Huit jours après avoir infligé une amende record à Apple, la Commission entend les informer des moyens que la législation européenne leur offre de demander réparation à Volkswagen qui s'est assis, dans l’affaire des moteurs diesel, sur les directives européennes proscrivant les pratiques commerciales déloyales et interdisant les publicités mensongères.

Une multinationale américaine la semaine dernière, une multinationale européennes cette semaine, la Commission veut ainsi démontrer que, contrairement à ce qu’on dit à Washington, elle ne vise pas que les Etats-Unis dans un objectif de soutien aux entreprises européennes. Cela joue beaucoup dans sa démarche mais l’essentiel n’est pas là. En se rangeant, dans les deux cas, aux côtés des consommateurs et des contribuables, la Commission fait de la politique.

Elle en fait en veillant, comme les Traités lui en font obligation, au respect des règles européennes.

Soupçonnée par une large part des opinions européennes d’être tellement libérale qu’elle ne se soucierait que des grandes entreprises, elle veut donner à voir qu’il n’en est rien et bien au contraire.

L’enjeu est d’autant plus important qu’elle n’est pas seule à souffrir de cette réputation. C’est toute la pérennité de l’unité européenne qui en est mise en doute car les politiques de redressement des comptes publics imposées par la majorité que constituent, pour l’heure, les gouvernements libéraux valent une profonde impopularité à l’Union.

Comme la Commission, l’Union est désormais vue comme intrinsèquement libérale, acquise aux intérêts privés et hostile à la protection sociale, à la dépense publique et à la redistribution par l’impôt. C’est tout simplement faux. En matière d’austérité budgétaire, la Commission ne fait qu’appliquer les décisions de la majorité des gouvernements européens et s’il y a tant de libéraux parmi les Commissaires, c’est que ces mêmes gouvernements, ceux que nous élisons, les ont envoyés siéger à Bruxelles.

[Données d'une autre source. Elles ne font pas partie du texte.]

PR #669, opened 2024-09-19
Check empty methods and asciidoc fix

peter-lawrey:


src/test/java/net/openhft/chronicle/core/JvmTest.java
```diff
@@ -271,6 +272,7 @@ static class ClassD extends ClassC {
     }
 
     interface InterfaceWithDefaultMethod {
+        @SuppressWarnings("EmptyMethod")
```
JerryShea, line 275: should this be on helloDefault?

src/test/java/net/openhft/chronicle/core/JvmTest.java
```diff
@@ -460,9 +462,11 @@ static class DTO {
     @AnnoAlias
     interface Foo {
 
+        @SuppressWarnings("EmptyMethod")
```
JerryShea: required on an interface?

tgd (changes requested):
Just need to check the suppress warnings empty method on interfaces to see if required

src/test/java/net/openhft/chronicle/core/JvmTest.java
peter-lawrey: The warning is that all implementations are empty.

tgd (approved):

PR #684, opened 2025-01-04
StringUtils.equalsCaseIgnore optimisation fixes #683

### LINKED ISSUE #683: StringUtils.equalsCaseIgnore optimisation
`StringUtils.equalsCaseIgnore` can be optimised for the common case where both strings exactly match.

tgd:
StringUtils.equalsCaseIgnore can be optimised for the common case where both strings exactly match. See #683 

`equalsCaseIgnore` is used in wire during deserialisation - `net.openhft.chronicle.wire.TextWire#read(java.lang.CharSequence, int, java.lang.Object)`

Screenshot shows before and after:

image

### DIFF
--- a/benchmarks/src/main/java/net/openhft/chronicle/core/benchmark/StringUtilsEqualsCaseIgnoreJLBH.java
+++ b/benchmarks/src/main/java/net/openhft/chronicle/core/benchmark/StringUtilsEqualsCaseIgnoreJLBH.java
@@ -1,0 +1,62 @@
+package net.openhft.chronicle.core.benchmark;
+
+import net.openhft.chronicle.core.Jvm;
+import net.openhft.chronicle.core.util.StringUtils;
+import net.openhft.chronicle.jlbh.JLBH;
+import net.openhft.chronicle.jlbh.JLBHOptions;
+import net.openhft.chronicle.jlbh.JLBHTask;
+import net.openhft.chronicle.jlbh.TeamCityHelper;
+
+public class StringUtilsEqualsCaseIgnoreJLBH implements JLBHTask {
+
+    private static String input;
+    private final int iterations;
+    private JLBH jlbh;
+
+    private StringUtilsEqualsCaseIgnoreJLBH(int iterations) {
+        this.iterations = iterations;
+    }
+
+    @Override
+    public void init(JLBH jlbh) {
+        this.jlbh = jlbh;
+    }
+
+    @Override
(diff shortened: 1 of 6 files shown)


benchmarks/src/main/java/net/openhft/chronicle/core/benchmark/StringUtilsEqualsCaseIgnoreJLBH.java
```diff
@@ -0,0 +1,62 @@
...
+
+    @Override
+    public void run(long startTimeNS) {
+        StringUtils.equalsCaseIgnore(input, input);
+        jlbh.sample(System.nanoTime() - startTimeNS);
+    }
+
+    @Override
+    public void complete() {
+        TeamCityHelper.teamCityStatsLastRun(this.getClass().getSimpleName(), jlbh, iterations, System.out);
```
JerryShea: maybe consider a similar approach to `net.openhft.chronicle.bytes.perf.ContentEqualJLBH` where a few different lengths and and best/worst cases tried

src/main/java/net/openhft/chronicle/core/util/StringUtils.java
```diff
@@ -253,19 +253,23 @@ private static boolean isEqualJava9(@NotNull StringBuilder s, @NotNull CharSeque
...
-        for (int i = 0; i < cs.length(); i++)
-            if (Character.toLowerCase(charAt(s, i)) !=
-                    Character.toLowerCase(charAt(cs, i)))
+    public static boolean equalsCaseIgnore(@Nullable CharSequence s1, @NotNull CharSequence s2) {
+        if (s1 == null) return false;
+        if (s1.length() != s2.length()) return false;
+        for (int i = 0; i < s2.length(); i++) {
+            char c1 = charAt(s1, i);
+            char c2 = charAt(s2, i);
+            if (c1 == c2)
```
JerryShea, line 268: nice

JerryShea (approved):

benchmarks/src/main/java/net/openhft/chronicle/core/benchmark/StringUtilsEqualsCaseIgnoreJLBH.java
tgd: Good idea @JerryShea I have set up benchmarks for best and worst cases; both are looking good

image

PR #685, opened 2025-01-11
Improve StackTrace after review of generated user guide

peter-lawrey:


tgd (approved):

src/main/java/net/openhft/chronicle/core/StackTrace.java
```diff
@@ -69,46 +116,60 @@ public StackTrace(String message, Throwable cause) {
...
     /**
-     * A lightweight version of {@code StackTrace} that avoids filling in the stack trace.
+     * Converts the current (nano-precision) time from the system CLOCK to a {@link ZonedDateTime}.
+     *
+     * @return the current time as a {@link ZonedDateTime}, with nanosecond precision
+     */
+    @NotNull
+    private static ZonedDateTime nanosAsZonedDateTime() {
+        long nowNanos = CLOCK.currentTimeNanos();
+        int nanosPerSecond = 1_000_000_000;
```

Avant que l’Union ne se meure, il est urgent d’établir les faits et rétablir la vérité et c’est ce à quoi s’emploie la Commission. A défaut de pouvoir harmoniser les fiscalités européennes pour empêcher le dumping fiscal entre pays européens, à défaut de pouvoir s’arroger un pouvoir qui est celui des seuls gouvernements, elle fait donc jouer, contre Apple et beaucoup d’autres bientôt, le respect du droit de la concurrence et l’interdiction des aides d’Etat.

A défaut de pouvoir poursuivre Volkswagen devant les tribunaux, elle indique aux associations de consommateurs les moyens qu’elles ont de le faire en invoquant les directives européennes. C’est pour défendre l’idée européenne, qu’en se servant de ses pouvoirs propres, la Commission fait de la politique.